The Bad Actor law was enacted in 2001 to prevent senior mining executives and companies from receiving a new permit to mine in Montana if they’ve failed to clean up past operations unless they reimburse the state for those cleanup costs.
DEQ filed a Bad Actor enforcement action against Hecla and Baker in March 2018. After the State District Court ruled that DEQ did indeed have jurisdiction over the Idaho-based company and Baker, DEQ announced it was dropping the case, citing the election of a new governor, among other reasons.
The tribes and conservation groups gave DEQ advance notice, and an opportunity to reinitiate enforcement before initiating today’s legal action.

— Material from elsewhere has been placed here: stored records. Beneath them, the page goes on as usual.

PR #3, opened 2015-06-19
WIP connect request for existing nodes

benjaminbollen:
This is an important security flaw in the current implementation of address relocation!  This needs a urgent solution, but the solution is achievable with the tools available.


dirvine:
This is quite a long way from being complete or considered at the moment. I presume this is a placeholder at the moment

Today’s complaint asserts that the DEQ’s refusal to enforce the Bad Actor law violates its clear legal duties under the Montana Metal Mine Reclamation Act and Montana’s Constitution. The group also delivered a petition with more than 3,000 names to Gov. Greg Gianforte’s office, calling on the governor to protect Montana by directing DEQ to enforce the state law to prevent a wealthy Idaho-based mining executive from getting off “scot-free.” The lawsuit is filed on behalf of the tribes, as well as conservation organizations represented by Earthjustice (Earthworks, Montana Environmental Information Center, Clark Fork Coalition, Rock Creek Alliance, Montana Conservation Voters, Montana Trout Unlimited, and Cabinet Resources Group).
“It’s DEQ’s job to enforce the law and prevent corporate polluters from getting off ‘scot-free’ from their cleanup responsibilities,” said Bonnie Gestring, Northwest Program Director for Earthworks. “DEQ’s decision to drop this case leaves us no other option than to compel enforcement of our reclamation laws through the courts.”
“The Bad Actor law was passed by a republican legislature and signed by former Governor Judy Martz in order to assure and require that mining projects are properly reclaimed,” stated Derf Johnson, Clean Water Program Director with the Montana Environmental Information Center. “Governor Greg Gianforte cannot simply choose to ignore the law for political expediency, and that’s why we’re taking the DEQ to court.”
“Governor Gianforte needs to do his job and protect Montana from rich out-of-state executives who have a history of sticking us with the bill to clean up their messes,” said Whitney Tawney, Executive Director of the Montana Conservation Voters Education Fund. “The law is clear: anyone who is responsible for poisoning Montana’s land and water must clean up their mess before receiving the right to mine in our state again.”
“The purpose of the Bad Actor law is to promote responsible mining, to protect Montana’s clean water, air and environment, as well as taxpayers from unscrupulous mining executives,” said David Brooks, Executive Director of Montana Trout Unlimited. “DEQ’s failure to enforce this law is such a clear-cut case it leaves us no choice but to take this action on behalf of Montanans and our state’s environmental health.”
“DEQ’s refusal to enforce the ‘bad actor’ law against Hecla and CEO Baker is indefensible,” said Earthjustice attorney Amanda Galvan, who is representing the groups. “This abdication of responsibility is not only illegal under Montana law, but also recklessly jeopardizes every Montanan’s constitutional right to a clean and healthful environment.”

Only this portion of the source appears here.